Speaking of Valančiūnas, McCullom wasn’t Griffin’s first brilliant trade this season. During the summer, Griffin traded the obsolete dinosaur Steven Adams for Valančiūnas. The Lithuanian Viking brought clearance and toughness to a Pelicans team that needed help on the forecourt as Zion was eliminated. Rarely discussed in NBA circles, Valančiūnas remains one of the league’s most underrated players. When he took on the Suns’ Deandre Ayton, he passed the young great and routinely scored double-doubles throughout the series.

Prior to the season, Griffin signed Devonte Graham from the Charlotte Hornets after deciding not to re-sign Zion favorite Lonzo Ball. Graham wasn’t great but he has shown he can be a solid replacement now that a certain rookie is emerging.

Jose Alvarado could be the next great New York point guard. The Queens native battled point god Chris Paul every minute they shared the court. Alvarado is a feisty, tenacious defender who plays with a BallIsLife panache and frustrated CP3. It’s a testament to Griffin’s scouting department in New Orleans that Alvarado was not called up before signing with the Pelicans. The other two Pelicans rookies, Herb Jones (drafted 35th) and Trey Murphy III (drafted 17th), played significant roles in the playoffs. Murphy showed a real knack for perimeter, shooting 47 percent of three in 20 minutes per game.

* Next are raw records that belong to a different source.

PR #4802, opened 2020-03-16
melonds_libretro: bump to 0.8.3

Crestwave:
Also, I'm not sure if `portname-$portVersion-$srcGitRev.fileext` should be used or `portname-$srcGitRev.fileext` for `SOURCE_FILENAME`. Maybe it's appropriate to use the former here since it's an actual version and not a dummy made-up one?

### DIFF
--- a/games-emulation/melonds_libretro/melonds_libretro-0.8.3_20190912.recipe
+++ b/games-emulation/melonds_libretro/melonds_libretro-0.8.3_20190912.recipe
@@ -36,7 +36,7 @@ BUILD_PREREQUIRES="
 
 BUILD()
 {
-	sed -e "s/@DISPLAY_VERSION@/v$portVersion/" \
+	sed -e "s/@DISPLAY_VERSION@/v${portVersion%%_*}-${portVersion##*_}/" \
 		"$portDir"/additional-files/melonds_libretro.info.in \
 		> melonds_libretro.info
 	make $jobArgs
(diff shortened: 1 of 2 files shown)


Begasus:
Why not use the official release? https://github.com/Arisotura/melonDS/releases

Crestwave:
That isn't a libretro core, no?

Crestwave:
If you mean why not package the official release too or something, it uses GTK. I haven't looked too much into it beyond that, but it seems that it also has some Linux-specific code and the latest release fails to build even in OpenBSD/macOS.

Begasus:
> That isn't a libretro core, no?

Didn't check that far ;)

Begasus:
It's probably best to stick to the checkout then :)

kwyxz:
I am super ok with upgrading the version number, even though most libretro cores don't see their version upgraded much (they usually reflect the version when the code was forked into a core, but then don't keep up). If you don't mind, could you keep the Git Revision even if bumping the actual version number? I have scripts that build all the libretro cores for Haiku which use this to find out which ones were updated. Thanks!

Crestwave:
Sorry for the late reply; my GitHub notifications were going into my spam folder. What do you mean by that? The `20180309` part?

kwyxz:
Yep, that. It's what my scripts use to find out if there's been a new version and pull it then generate the new recipe if so.

Begasus:
@kwyxz , since you have been doing the most of the work on the libretro recipes, anything needs to be done here (eg keep the recipe format as it was?)

kwyxz:
@Begasus #4939 should address what the current PR was created for. Once #4939 is merged you can close #4802 thanks!

Crestwave:
I thought I fixed the version with the latest commit?

kwyxz:
Doesn't look like it : it's important that the git commit number is included as a lot (if not the majority) of libretro cores do not follow the versioning of the emulator / game they are forked from. Moreover, having the git commit number allows me to use the (rudimentary but working) build system I wrote, which pulls all the libretro cores I maintain, updates them and commits them all at once.

Crestwave:
I'm confused. I thought that the problem was that the date wasn't included in the filename; I've now renamed it and it's `melonds_libretro-0.8.3_20190912.recipe` and yours is `melonds_libretro-0.8.3_20190911.recipe`. It's off by one probably because of a timezone difference, but that shouldn't matter, right?

kwyxz:
Sorry, I misread : yes the date in the recipe file name is the important one. Regarding srcGitRev used in the source file name, it's no big deal but it makes more sense as we're pulling git revisions, not actual versionned releases.

PR #4804, opened 2020-03-16
bunch of LibreOffice translations are enabled to pack

iam-git:
It is still not everything (about 70 % of all LO translations - as a compromise taken only languages I've at least heard about)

Meanwhile, Jones emerged as one of the top rookies in an already stacked 2021 draft class. Jones’ defense is a combination of Lu Dort and Bruce Bowen. Despite owning one of the most nondescript NBA names, he’s a 6-foot-7 phenom who, thanks to his superb athleticism, can turn on all three wide positions, play the passing lanes, and block three-point attempts with ease. The Pelicans may have won this year’s draft, which is shaping up to be one of the best ever.

Griffin’s success in trading and the draft make him the clear front-runner for the annual Executive of the Year award. Sure, the Chicago Bulls might have been livelier, but the Pelicans’ moves tended to stay under the radar (Valančiūnas, Jones, Alvarado) and contributed to an overall better playoff performance. While the bulls’ window is only two to three years, providing Zach Lavine re-signs, the Pelicans appear competitive for at least five. And that’s without mentioning the elephant in the room – Zion Williamson. With his health and signing the Max Rookie Extension this summer, the Pelicans will add 27 PPG to an already star-studded roster. When everyone returns next year, the Pelicans will field a starting XI with Alvarado, McCullom, Ingrahm, Zion and Valančiūnas. Holy hell, that’s good.

It’s good enough to win Griffin back the respect he almost lost as a leader and could be good enough to win it all next year. Imagine the parties in the French Quarter if that happened? We’re talking about the man who helped give the Cleveland Cavaliers a championship. Stranger things have happened.